Operation Complexity Allocation Notes
StepArena::push O(1) No Append to ScratchVec
StepArena::materialize O(depth) Temp (steps_buf) Depth <= 8; no allocation if pre-sized
DecodeSlab::append_stream_decode O(decoded_len) No (if in budget) Streaming decode; budgets enforced
DecodeSlab::reset O(1) No Clears buffer; invalidates ranges
Finding materialization O(depth) Caller-dependent Provenance chain reconstructed once

Design Rationale

Why Not Store Steps Per-Finding?

Problem: If each FindingRec stored its own Vec<DecodeStep>, findings from the same decoded buffer would duplicate the provenance chain.

Solution: Shared parent-linked arena allows findings to record only a StepId, with lazy materialization on output.

Benefit: Reduces per-finding memory from ~100+ bytes (vector overhead) to 4 bytes (StepId).

Why Not Pre-Allocate All Decoded Buffers?

Problem: Decode spans are data-dependent and unpredictable; pre-allocation wastes memory or fails.

Solution: A streaming slab appends decoded bytes and rolls back on errors/dedupe, enabling on-demand decode within strict budgets.

Benefit: Bounded memory usage and no per-span allocation overhead, with range lifetimes defined by reset/truncation boundaries.

Why Reset Between Scans?

Problem: If IDs and ranges persisted across scans, old references could be misinterpreted after reuse.

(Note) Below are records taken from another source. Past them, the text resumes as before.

PR #1589, opened 2026-04-20
DEVPROD-29657: Add task host overrides UI to distro provider settings

athammer:
DEVPROD-29657

### Description
Adding ability to add task host overrides in the distro setting page.

### Screenshots

https://github.com/user-attachments/assets/c77fdcb6-6036-40fc-960b-55d65f4c81e2

### Testing
* Smoke tested functionality

### DIFF
--- a/apps/spruce/src/components/SpruceForm/Widgets/LeafyGreenWidgets.tsx
+++ b/apps/spruce/src/components/SpruceForm/Widgets/LeafyGreenWidgets.tsx
@@ -197,7 +197,7 @@ export const LeafyGreenToggle: React.FC<SpruceWidgetProps> = ({
     elementWrapperCSS,
   } = options;
   return (
-    <ElementWrapper css={elementWrapperCSS}>
+    <ToggleElementWrapper css={elementWrapperCSS}>
       <ToggleWrapper>
         <Toggle
           aria-labelledby={`${id}-label`}
@@ -214,9 +214,18 @@ export const LeafyGreenToggle: React.FC<SpruceWidgetProps> = ({
       </ToggleWrapper>
       {descriptionNode ||
         (description && <Description>{description}</Description>)}
-    </ElementWrapper>
+    </ToggleElementWrapper>
   );
 };
+
+const ToggleElementWrapper = styled(ElementWrapper)`
+  &:last-child {
+    margin-bottom: 0;
+  }
+  > p {
+    margin-top: ${size.xxs};
+  }
+`;
 
 const ToggleWrapper = styled.div`
   align-items: center;
--- a/apps/spruce/src/components/SpruceForm/Widgets/LeafyGreenWidgets.tsx
+++ b/apps/spruce/src/components/SpruceForm/Widgets/LeafyGreenWidgets.tsx
@@ -197,7 +197,7 @@ export const LeafyGreenToggle: React.FC<SpruceWidgetProps> = ({
     elementWrapperCSS,
   } = options;
   return (
-    <ToggleElementWrapper css={elementWrapperCSS}>
+    <ElementWrapper css={elementWrapperCSS}>
       <ToggleWrapper>
         <Toggle
           aria-labelledby={`${id}-label`}
@@ -213,18 +213,13 @@ export const LeafyGreenToggle: React.FC<SpruceWidgetProps> = ({
         </Label>
       </ToggleWrapper>
       {descriptionNode ||
-        (description && <Description>{description}</Description>)}
-    </ToggleElementWrapper>
+        (description && <ToggleDescription>{description}</ToggleDescription>)}
+    </ElementWrapper>
   );
 };
 
-const ToggleElementWrapper = styled(ElementWrapper)`
-  &:last-child {
-    margin-bottom: 0;
-  }
-  > p {
-    margin-top: ${size.xxs};
-  }
+const ToggleDescription = styled(Description)`
+  margin-top: ${size.xxs};
 `;
 
 const ToggleWrapper = styled.div`
--- a/apps/spruce/src/pages/distroSettings/tabs/ProviderTab/getFormSchema.ts
+++ b/apps/spruce/src/pages/distroSettings/tabs/ProviderTab/getFormSchema.ts
@@ -7,6 +7,7 @@ import {
   ec2FleetProviderSettings,
   ec2OnDemandProviderSettings,
   ec2ProviderAccountField,
+  taskHostOverridesFields,
 } from "./schemaFields";
 import { textAreaCSS } from "./styles";
 
@@ -147,6 +148,11 @@ export const getFormSchema = ({
                   },
                 },
               },
+              taskHostOverrides: {
+                type: "object" as const,
+                title: "Task Host Overrides",
+                properties: taskHostOverridesFields.schema,
+              },
             },
           },
           {
@@ -178,6 +184,11 @@ export const getFormSchema = ({
                     ...ec2OnDemandProviderSettings.schema,
                   },
                 },
+              },
+              taskHostOverrides: {
+                type: "object" as const,
+                title: "Task Host Overrides",
+                properties: taskHostOverridesFields.schema,
               },
             },
           },
@@ -245,6 +256,13 @@ export const getFormSchema = ({
         },
         ...ec2OnDemandProviderSettings.uiSchema,
       },
+    },
+    taskHostOverrides: {
+      "ui:ObjectFieldTemplate": CardFieldTemplate,
+      "ui:data-cy": "task-host-overrides",
+      "ui:description":
+        "Override provider settings specifically for task hosts. Leave fields empty to use the default provider settings above.",
+      ...taskHostOverridesFields.uiSchema,
     },
   },
 });
--- a/apps/spruce/src/pages/distroSettings/tabs/ProviderTab/getFormSchema.ts
+++ b/apps/spruce/src/pages/distroSettings/tabs/ProviderTab/getFormSchema.ts
@@ -148,11 +148,7 @@ export const getFormSchema = ({
                   },
                 },
               },
-              taskHostOverrides: {
-                type: "object" as const,
-                title: "Task Host Overrides",
-                properties: taskHostOverridesFields.schema,
-              },
+              taskHostOverrides: taskHostOverridesFields.schema,
             },
           },
           {
@@ -185,11 +181,7 @@ export const getFormSchema = ({
                   },
                 },
               },
-              taskHostOverrides: {
-                type: "object" as const,
-                title: "Task Host Overrides",
-                properties: taskHostOverridesFields.schema,
-              },
+              taskHostOverrides: taskHostOverridesFields.schema,
             },
           },
         ],
@@ -261,7 +253,7 @@ export const getFormSchema = ({
       "ui:ObjectFieldTemplate": CardFieldTemplate,
       "ui:data-cy": "task-host-overrides",
       "ui:description":
-        "Override provider settings specifically for task hosts. Leave fields empty to use the default provider settings above.",
+        "When enabled, the values below replace the distro's provider settings for task hosts. Every field is required — empty values override the distro's settings rather than falling back to them.",
       ...taskHostOverridesFields.uiSchema,
     },
   },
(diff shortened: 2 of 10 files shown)


apps/spruce/src/pages/distroSettings/tabs/ProviderTab/schemaFields.ts
```diff
@@ -393,3 +399,103 @@ export const ec2ProviderAccountField = {
...
+                default: "",
+                minLength: 1,
+              },
+              iamInstanceProfileArn: {
+                type: "string" as const,
+                title: "IAM Instance Profile ARN",
+                default: "",
+                minLength: 1,
+                pattern: "^(a|ar|arn|arn:.*)?$",
+              },
```
minnakt: can we reuse preexisting items in this schema definition? For example, `iamInstanceProfileArn.schema` here?
```suggestion
              iamInstanceProfileArn: amInstanceProfileArn.schema,
```
Same for `securityGroups` and other fields

apps/spruce/src/pages/distroSettings/tabs/ProviderTab/schemaFields.ts
```diff
@@ -393,3 +399,103 @@ export const ec2ProviderAccountField = {
...
+  },
+  uiSchema: {
+    enableTaskHostOverrides: {
+      "ui:data-cy": "enable-task-host-overrides",
+      "ui:elementWrapperCSS": toggleSpacingCSS,
+    },
+    providerAccount: {
+      "ui:elementWrapperCSS": overrideFieldsLeadingSpaceCSS,
+    },
+    iamInstanceProfileArn: {
```
minnakt: same comment but with `instanceProfileARN.uiSchema`

apps/spruce/src/pages/distroSettings/tabs/ProviderTab/schemaFields.ts
```diff
@@ -393,3 +399,103 @@ export const ec2ProviderAccountField = {
...
+                default: false,
+              },
+            },
+          },
+        ],
+      },
+    },
+  },
+  uiSchema: {
+    enableTaskHostOverrides: {
```
minnakt, line 450: I wonder if using RadioBox would be more consistent with our other patterns on these types of forms; what do you think? (Is it ugly lol?)

apps/spruce/src/pages/distroSettings/tabs/ProviderTab/getFormSchema.ts
```diff
@@ -246,5 +249,12 @@ export const getFormSchema = ({
         ...ec2OnDemandProviderSettings.uiSchema,
       },
     },
+    taskHostOverrides: {
+      "ui:ObjectFieldTemplate": CardFieldTemplate,
+      "ui:data-cy": "task-host-overrides",
+      "ui:description":
+        "When enabled, the values below replace the distro's provider settings for task hosts. Empty values override the distro's settings rather than falling back to them. To remove the overrides, toggle off and save.",
+      ...taskHostOverridesFields.uiSchema,
```
minnakt: I think, based on our other patterns in project settings, that the description should go inside the card rather than outside

minnakt (changes requested):
it looks good I just have some style change requests

apps/spruce/src/pages/distroSettings/tabs/ProviderTab/schemaFields.ts
athammer: oh nice didn't know we had them. will use them. 

update: i spread them before the pattern so we can keep the patterns for these if that works

apps/spruce/src/pages/distroSettings/tabs/ProviderTab/schemaFields.ts
athammer: not to introduce a third thing but maybe a toggle would be better lol? this is an on or off setting so may be better ux
looking at it makes sense visually at least to me as well.
Screenshot 2026-05-11 at 5 17 29 PM

apps/spruce/src/pages/distroSettings/tabs/ProviderTab/getFormSchema.ts
athammer: done, i put the image above

apps/spruce/src/pages/distroSettings/tabs/ProviderTab/schemaFields.ts
```diff
@@ -393,3 +400,92 @@ export const ec2ProviderAccountField = {
...
+                type: "string" as const,
+                title: "Provider Account",
+                default: "",
+                minLength: 1,
+              },
+              iamInstanceProfileArn: {
+                ...instanceProfileARN.schema,
+                default: "",
+                minLength: 1,
+                pattern: "^(a|ar|arn|arn:.*)?$",
```
minnakt: I think you could probably add this pattern into `instanceProfileARN.schema` assuming it shares the same constraints

apps/spruce/src/pages/distroSettings/tabs/ProviderTab/schemaFields.ts
```diff
@@ -393,3 +400,92 @@ export const ec2ProviderAccountField = {
...
+                default: "",
+                minLength: 1,
+                pattern: "^(s|su|sub|subn|subne|subnet|subnet-.*)?$",
+              },
+              securityGroupIds: {
+                ...securityGroups.schema,
+                minItems: 1,
+                items: {
+                  ...securityGroups.schema.items,
+                  pattern: "^(s|sg|sg-.*)?$",
```
minnakt: same comment

apps/spruce/src/pages/distroSettings/tabs/ProviderTab/schemaFields.ts
```diff
@@ -393,3 +400,92 @@ export const ec2ProviderAccountField = {
...
+      "ui:elementWrapperCSS": toggleSpacingCSS,
+      "ui:widget": widgets.ToggleWidget,
+    },
+    providerAccount: {
+      "ui:elementWrapperCSS": overrideFieldsLeadingSpaceCSS,
+    },
+    iamInstanceProfileArn: {
+      ...instanceProfileARN.uiSchema,
+      "ui:placeholder":
+        "e.g. arn:aws:iam::123456789012:instance-profile/MyProfile",
```
minnakt: yeah I think you can add the placeholder to the `uiSchema` too

apps/spruce/src/pages/distroSettings/tabs/ProviderTab/schemaFields.ts
```diff
@@ -393,3 +400,92 @@ export const ec2ProviderAccountField = {
...
+    },
+    subnetId: {
+      "ui:placeholder": "e.g. subnet-xxxx",
+    },
+    securityGroupIds: {
+      ...securityGroups.uiSchema,
+      items: {
+        "ui:placeholder": "e.g. sg-xxxx",
+      },
```
minnakt: same comment

apps/spruce/src/pages/distroSettings/tabs/ProviderTab/schemaFields.ts
```diff
@@ -393,3 +400,92 @@ export const ec2ProviderAccountField = {
...
+          {
+            properties: {
+              enableTaskHostOverrides: {
+                enum: [true],
+              },
+              providerAccount: {
+                type: "string" as const,
+                title: "Provider Account",
+                default: "",
+                minLength: 1,
```
minnakt: can reuse `ec2ProviderAccountField`

apps/spruce/src/pages/distroSettings/tabs/ProviderTab/schemaFields.ts
```diff
@@ -393,3 +400,92 @@ export const ec2ProviderAccountField = {
...
+          },
+        ],
+      },
+    },
+  },
+  uiSchema: {
+    enableTaskHostOverrides: {
+      "ui:data-cy": "enable-task-host-overrides",
+      "ui:description":
+        "When enabled, the values below replace the distro's provider settings for task hosts. Empty values override the distro's settings rather than falling back to them. To remove the overrides, toggle off and save.",
```
minnakt, line 453: I have a question about this; if we are requiring things like `minLength: 1`, aren't the values not allowed to be empty?

apps/spruce/src/pages/distroSettings/tabs/ProviderTab/styles.ts
```diff
@@ -20,4 +20,23 @@ const indentCSS = css`
...
 
-export { textAreaCSS, mergeCheckboxCSS, indentCSS };
+const toggleSpacingCSS = css`
+  &:last-child {
+    margin-bottom: 0;
+  }
+  > p {
+    margin-top: ${size.xxs};
+  }
+`;
```
minnakt: rather than adjusting the label here, I'd prefer if we just updated the styling of the underlying toggle in `LeafyGreenWidgets.tsx` (the spacing change is good change anyways)

apps/spruce/src/pages/distroSettings/tabs/ProviderTab/styles.ts
```diff
@@ -20,4 +20,23 @@ const indentCSS = css`
...
+
+const overrideFieldsLeadingSpaceCSS = css`
+  margin-top: ${size.s};
+`;
```
minnakt: nit. I'd prefer to inline these in the actual schema since they aren't reused by other forms

minnakt (changes requested):

apps/spruce/src/pages/distroSettings/tabs/ProviderTab/schemaFields.ts
athammer: lemme see, was a bit worried about putting a blocker regex pattern as there's a decent amount of usage for some of these but it might be safe. i think regardless adding the placeholders should be good though.

apps/spruce/src/pages/distroSettings/tabs/ProviderTab/schemaFields.ts
athammer: oh good catch. added this as i was worried about people overwriting things unintentionally (empty values overwrite), but moved that responsibility back onto them through the disclaimer in the description. will remove these

apps/spruce/src/pages/distroSettings/tabs/ProviderTab/styles.ts
athammer: will do, was thinking this was a ui component library but seems more specialized for react json form so makes sense to move these to the form widget

apps/spruce/src/pages/distroSettings/tabs/ProviderTab/schemaFields.ts
```diff
@@ -393,3 +402,69 @@ export const ec2ProviderAccountField = {
...
+          {
+            properties: {
+              enableTaskHostOverrides: {
+                enum: [true],
+              },
+              providerAccount: ec2ProviderAccountField,
+              iamInstanceProfileArn: {
+                ...instanceProfileARN.schema,
+                default: "",
+              },
```
minnakt: I think it'll be safe to move the default value into the schema var as well
```suggestion
              iamInstanceProfileArn: instanceProfileARN.schema,
```

apps/spruce/src/components/SpruceForm/Widgets/LeafyGreenWidgets.tsx
```diff
@@ -214,10 +214,19 @@ export const LeafyGreenToggle: React.FC<SpruceWidgetProps> = ({
...
 
+const ToggleElementWrapper = styled(ElementWrapper)`
+  &:last-child {
+    margin-bottom: 0;
+  }
+  > p {
+    margin-top: ${size.xxs};
+  }
+`;
+
```
minnakt: Prefer keep using the base `ElementWrapper`.

I would just style the `Description` as

```suggestion
const ToggleDescription = styled(Description)`
  margin-top: ${size.xxs};
`;
```

Then, apply `elementWrapperCSS` as needed in the form.

minnakt (approved):
yippee! If you foresee chrome-overrides folder being a bother when committing, you can add it to the `.gitignore`

athammer:
just updated the pr with those suggestions! thank you for the reviews 🎉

Solution: Atomic reset invalidates all references; next scan starts fresh.

Benefit: Prevents subtle use-after-reset bugs; enables simple, fast reset (just clear()).

Constraints and Limits

  • MAX_DECODE_STEPS: Compile-time hard cap of 8 steps per finding chain. Engine build asserts tuning.max_transform_depth + 1 <= MAX_DECODE_STEPS.
  • Slab Capacity: Set to the global decode budget; enforced at decode time.
  • Arena Capacity: Pre-sized from tuning/rule counts in scratch setup; ScratchVec is fixed-capacity, so overrun is a logic error (debug-asserted).
  • Budget Overflow: If any budget is exceeded during a decode, the decode is aborted and rolled back; no partial state is retained.

Related Modules

  • scratch.rs: Owns and manages ScanScratch, which embeds both StepArena and DecodeSlab.
  • work_items.rs: Carries decoded spans (ranges) during work distribution.
  • transform.rs: Implements stream_decode, which emits decode chunks consumed by DecodeSlab::append_stream_decode.
  • core.rs: Orchestrates the scan loop and coordinates reset.